## Task prompt
Copy out all lines of the listing below that hold "Select".

## Task material
PR #835, opened 2019-03-27
COSBETA-214: Change date formats to include the full month

TiagoSusanoPinto:
Change date formats to include the full month instead of dd/mm/yyyy
* In the new format, it should not display zero-padding values (e.g: display 1 Jan... instead of 01 Jan...)
* On the registered tab display the date as before (dd/mm/yyyy), but with tabular numbers

## Checklist:

### General testing
- [ ] Test without javascript
- [ ] Test on small screen
### Accessibility testing
- [ ] Works keyboard only


cosmetics-web/app/helpers/date_helper.rb
```diff
@@ -0,0 +1,9 @@
+module DateHelper
+  def display_full_month_date date
```
tom-bell-softwire: Can you add parentheses around the arguments in both these methods? While not required by Ruby, it's a convention we're trying to follow for method declarations (less so when calling methods).

shared-web/app/assets/application/stylesheets/text.scss
```diff
@@ -0,0 +1,3 @@
+.app-font--tabular {
```
tom-bell-softwire: Better to name this class for what it represents, perhaps something like `tabular-data` ? (Naming things is hard...)

PR #836, opened 2019-03-27
PSD-1044 repeat step error

MatthewBurstein:
## Checklist:


jasiekmiko:
I'll take this one over :)

psd-web/app/views/investigations/ts_investigations/_repeatable_info.html.slim
```diff
@@ -14,14 +14,11 @@
...
-      = render "components/govuk_radios",
-              name: further_key,
-              errorMessage: error_text && { text: error_text },
+      = render "form_components/govuk_radios",
+              form: form, key: further_key,
               fieldset: { legend: { text: other_text, classes: "govuk-fieldset__legend--m" } },
-              items: [{ text: "Yes", value: "Yes", checked: @repeat_step == "Yes",
-                      id: "#{further_key}_yes" },
-                      { text: "No", value: "No", checked: @repeat_step == "No", id: "#{further_key}_no" }]
+              items: [{ text: "Yes", value: "Yes", checked: @repeat_step == "Yes" },
```
broder: Are we now setting `@repeat_step` to be `true` / `false` rather that `"Yes"` / `"No"`? https://github.com/UKGovernmentBEIS/beis-mspsds/pull/836/files#diff-46445ecbbea8ff13f67c7ac5d671a650R147

psd-web/app/controllers/investigations/ts_investigations_controller.rb
```diff
@@ -331,36 +338,58 @@ def store_repeat_step
...
-    else
+    end
+  end
+
+  def repeat_step_valid?(model)
+    if @repeat_step.nil?
       further_page_type = to_item_text(step)
-      @investigation.errors.add(further_key(step), "Select whether or not you have #{further_page_type} to record")
+      model.errors.add(further_key(step), "Select whether or not you have #{further_page_type} to record")
+      false
```
broder: Do we need to do `return false` here?

jasiekmiko: Ahh, thanks! I've first put a `return` on both `false` and `true`, then figured I don't need it on `true and didn't think any better after that so removed from both 🤣

psd-web/app/views/investigations/ts_investigations/_repeatable_info.html.slim
jasiekmiko: Good spot! Fix proposed in https://github.com/UKGovernmentBEIS/beis-mspsds/pull/895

## Task result
-      @investigation.errors.add(further_key(step), "Select whether or not you have #{further_page_type} to record")
+      model.errors.add(further_key(step), "Select whether or not you have #{further_page_type} to record")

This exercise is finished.